Stored records:
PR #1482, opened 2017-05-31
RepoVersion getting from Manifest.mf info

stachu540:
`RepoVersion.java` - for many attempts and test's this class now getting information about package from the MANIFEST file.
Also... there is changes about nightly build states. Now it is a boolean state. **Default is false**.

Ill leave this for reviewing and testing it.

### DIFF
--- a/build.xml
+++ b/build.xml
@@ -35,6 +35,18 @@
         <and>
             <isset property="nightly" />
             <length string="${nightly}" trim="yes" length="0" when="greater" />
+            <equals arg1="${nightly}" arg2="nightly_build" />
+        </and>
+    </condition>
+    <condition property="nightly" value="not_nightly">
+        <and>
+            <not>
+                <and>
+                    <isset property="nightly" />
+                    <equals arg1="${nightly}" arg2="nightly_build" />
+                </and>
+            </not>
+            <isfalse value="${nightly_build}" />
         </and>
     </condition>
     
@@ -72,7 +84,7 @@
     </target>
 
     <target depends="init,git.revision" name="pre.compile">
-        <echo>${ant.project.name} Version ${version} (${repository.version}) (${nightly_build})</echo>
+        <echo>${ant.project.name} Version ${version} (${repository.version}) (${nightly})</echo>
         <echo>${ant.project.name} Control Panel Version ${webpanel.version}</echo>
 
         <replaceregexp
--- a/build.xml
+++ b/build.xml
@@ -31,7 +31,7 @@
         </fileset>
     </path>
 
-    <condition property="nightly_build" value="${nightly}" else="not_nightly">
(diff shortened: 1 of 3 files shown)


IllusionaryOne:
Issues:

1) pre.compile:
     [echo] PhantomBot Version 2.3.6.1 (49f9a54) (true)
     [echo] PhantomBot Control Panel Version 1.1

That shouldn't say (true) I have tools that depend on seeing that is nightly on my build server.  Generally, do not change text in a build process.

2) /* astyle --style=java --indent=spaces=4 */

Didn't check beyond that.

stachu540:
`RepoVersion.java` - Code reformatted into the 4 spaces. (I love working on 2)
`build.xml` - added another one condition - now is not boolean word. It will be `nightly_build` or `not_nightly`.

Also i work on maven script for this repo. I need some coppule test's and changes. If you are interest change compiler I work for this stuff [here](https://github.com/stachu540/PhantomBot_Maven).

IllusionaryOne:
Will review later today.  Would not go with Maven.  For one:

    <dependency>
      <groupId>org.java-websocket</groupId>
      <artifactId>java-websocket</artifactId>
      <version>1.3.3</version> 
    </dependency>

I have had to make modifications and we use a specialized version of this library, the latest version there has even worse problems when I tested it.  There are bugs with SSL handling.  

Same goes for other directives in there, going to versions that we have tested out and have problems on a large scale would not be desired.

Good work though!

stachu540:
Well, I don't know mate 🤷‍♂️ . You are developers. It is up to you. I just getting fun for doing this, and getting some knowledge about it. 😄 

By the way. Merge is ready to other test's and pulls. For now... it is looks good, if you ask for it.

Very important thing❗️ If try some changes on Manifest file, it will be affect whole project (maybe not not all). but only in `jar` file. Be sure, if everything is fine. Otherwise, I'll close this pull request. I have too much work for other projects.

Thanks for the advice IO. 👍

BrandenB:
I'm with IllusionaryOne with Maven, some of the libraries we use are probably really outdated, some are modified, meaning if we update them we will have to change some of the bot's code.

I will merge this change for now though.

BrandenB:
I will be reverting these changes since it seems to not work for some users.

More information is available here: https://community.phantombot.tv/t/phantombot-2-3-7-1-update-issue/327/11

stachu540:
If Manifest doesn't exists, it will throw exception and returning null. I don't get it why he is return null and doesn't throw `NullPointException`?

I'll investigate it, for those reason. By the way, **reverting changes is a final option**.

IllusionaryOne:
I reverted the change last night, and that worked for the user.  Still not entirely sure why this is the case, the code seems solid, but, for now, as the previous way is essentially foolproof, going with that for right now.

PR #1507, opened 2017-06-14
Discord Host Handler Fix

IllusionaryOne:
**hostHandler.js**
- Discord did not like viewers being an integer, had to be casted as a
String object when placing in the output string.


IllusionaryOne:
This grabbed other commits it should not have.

▶ [TASK]:
The lines holding the word "seems" are the answer. Find them in the entries and copy them.

▶ [SOLVED EXERCISE]:
I will be reverting these changes since it seems to not work for some users.
I reverted the change last night, and that worked for the user.  Still not entirely sure why this is the case, the code seems solid, but, for now, as the previous way is essentially foolproof, going with that for right now.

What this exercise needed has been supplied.